■ **Task requirements**
Among the entries that follow, find every line with the word "from" and list it.

··· Information given

Issue #328, opened 2019-02-07
wait_msg() does not allways return a value


sulimma:
wait_msg() does not return a value when successfull.
I suggest to add a single line at the end of that method:
return op

This would inform the caller whether a message was processed.
This way a caller could repeatedly call this method until no more messages are queued and then wait for a while.

dpgeorge:
Implemented in b50d3462d783e4aab2f10d6b8117641244918f64

PR #528, opened 2022-09-06
wait_msg() return op as indication if there was a message

meirarmon:
As indicated in this issue: https://github.com/micropython/micropython-lib/issues/328, it would be useful if wait_msg() would return a value if a message was received.
A common use case using this library would be:

```
def callback(topic, msg):
    print(topic, msg)


async def check_messages(mqtt_client, interval):
    while True:
        mqtt_client.check_msg()
        await asyncio.sleep(interval)
```

In the above scenario, if more than one message was published to the topic being subscribed to, it will still get consumed every <interval> seconds. If this change is merged, we would be able to do:

```
def callback(topic, msg):
    print(topic, msg)


async def check_messages(mqtt_client, interval):
    while True:
        while mqtt_client.check_msg() is not None:
            continue
        await asyncio.sleep(interval)
```
And any waiting messages will get consumed immediately.

### DIFF
--- a/micropython/umqtt.simple/umqtt/simple.py
+++ b/micropython/umqtt.simple/umqtt/simple.py
@@ -206,6 +206,7 @@ class MQTTClient:
             self.sock.write(pkt)
         elif op & 6 == 4:
             assert 0
+        return op
 
     # Checks whether a pending message from server is available.
     # If not, returns immediately with None. Otherwise, does


dpgeorge:
Thanks for the contribution, this is a nice and simple improvement.  Rebased and merged in b50d3462d783e4aab2f10d6b8117641244918f64

PR #529, opened 2022-09-06
weakref: Add basic stub function to aid in porting.

andrewleech:
This just allows most basic usages of weakref in other modules to "work" unless they test for actual cleanup via gc.collect etc.

Docs: https://docs.python.org/3/library/weakref.html#weakref.ref

### DIFF
--- a/python-stdlib/weakref/weakref.py
+++ b/python-stdlib/weakref/weakref.py
@@ -1,0 +1,11 @@
+"""
+# weakref
+https://docs.python.org/3/library/weakref.html
+
+Micropython does not have support for weakref in the VM, so currently this is a simple stub
+module that directly assigns the object reference to simplify porting of other libraries.
+"""
+
+
+def ref(obj):
+    return lambda: obj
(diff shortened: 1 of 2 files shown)


python-stdlib/weakref/weakref.py
```diff
@@ -0,0 +1,16 @@
+"""
+# weakref
+https://docs.python.org/3/library/weakref.html
+
+The weakref module allows the Python programmer to create weak references to objects.
+In the following, the term referent means the object which is referred to by a weak reference.
+A weak reference to an object is not enough to keep the object alive: when the only remaining references to a referent are weak references, garbage collection is free to destroy the referent and reuse its memory for something else. However, until the object is actually destroyed the weak reference may return the object even if there are no strong references to it.
+A primary use for weak references is to implement caches or mappings holding large objects, where it’s desired that a large object not be kept alive solely because it appears in a cache or mapping.
```
dpgeorge, line 8: Is this copied from CPython?  If so I think just remove it, keep only the link to CPython's weakref docs, and the paragraph below about lack of support in MicroPython.

dpgeorge:
MicroPython now supports the `weakref` module.  So I think this can be closed.

PR #532, opened 2022-09-12
aioble: Split into optional components.

jimmo:
This replaces the options that could be specified previously to include and require.

The `aioble` package provides the same as the default options did previously. Optional dependencies can now be require()'ed explicitly.

### DIFF
--- a/micropython/bluetooth/aioble-central/manifest.py
+++ b/micropython/bluetooth/aioble-central/manifest.py
@@ -1,0 +1,5 @@
+metadata(version="0.1.0")
+
+require("aioble-core")
+
+package("aioble", files=("central.py",), base_path="../aioble")
--- a/micropython/bluetooth/aioble/manifest.py
+++ b/micropython/bluetooth/aioble/manifest.py
@@ -1,27 +1,11 @@
-_files = (
-    "__init__.py",
-    "core.py",
-    "device.py",
-)
+# This directory contains all aioble code, but the manifest itself just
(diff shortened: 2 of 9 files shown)


micropython/bluetooth/aioble-central/manifest.py
```diff
@@ -0,0 +1,7 @@
+metadata(version="0.1.0")
+
+require("aioble-core")
+
+package("aioble", files=(
+    "central.py",
+), base_path="../aioble")
```
dpgeorge, line 7: Black wants this to be on one line...

micropython/bluetooth/aioble/manifest.py
```diff
@@ -1,27 +1,11 @@
...
-    _files += ("server.py",)
-
-if options.l2cap:
-    _files += ("l2cap.py",)
-
-if options.security:
-    _files += ("security.py",)
-
-package("aioble", files=_files)
+require("aioble-core")
```
dpgeorge, line 9: This requirement of `aioble-core` is not strictly needed.

micropython/bluetooth/aioble-central/manifest.py
jimmo: Fixed.

micropython/bluetooth/aioble/manifest.py
jimmo: Replaced with a comment explaining what's going on.

dpgeorge:
Looks good!

PR #533, opened 2022-09-12
python-stdlib: Rename extension modules to name-extension.

jimmo:
This applies to `os.path`, `collections.defaultdict`, and `collections.deque`.


jimmo:
Also fixes a CPython compatibility issue where os automatically includes os.path (so do that in our version if available).

dpgeorge:
Looks good!

andrewleech:
It'd be good to add a note about this extension convention in the readme, currently there's a paragraph:
> Other libraries are packages, in which case you'll need to copy the directory instead. For example, to add collections.defaultdict, copy collections/collections/__init__.py and collections.defaultdict/collections/defaultdict.py to a directory named lib/collections on your device.

That would be a good section to reword to suit?

jimmo:
> It'd be good to add a note about this extension convention in the readme, currently there's a paragraph:

Yes, definitely. I plan a more significant documentation update when this is all done, so will include that then.

jimmo:
Merged in c262628a41a89cc7d417d57cd0070909c95419f6 through ad9309b669cd4474bcd4bc0a67a630173222dbec.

······

■ **Output**
     # Checks whether a pending message from server is available.
dpgeorge, line 8: Is this copied from CPython?  If so I think just remove it, keep only the link to CPython's weakref docs, and the paragraph below about lack of support in MicroPython.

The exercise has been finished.